• WHAT IS NEEDED:
The listing is to be duplicated in full, exactly as written.

• SUPPLIED INFORMATION:

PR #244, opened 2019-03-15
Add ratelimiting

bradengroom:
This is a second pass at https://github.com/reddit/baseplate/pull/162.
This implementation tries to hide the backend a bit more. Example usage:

• YOUR RESPONSE:
PR #244, opened 2019-03-15
Add ratelimiting

bradengroom:
This is a second pass at https://github.com/reddit/baseplate/pull/162.
This implementation tries to hide the backend a bit more. Example usage:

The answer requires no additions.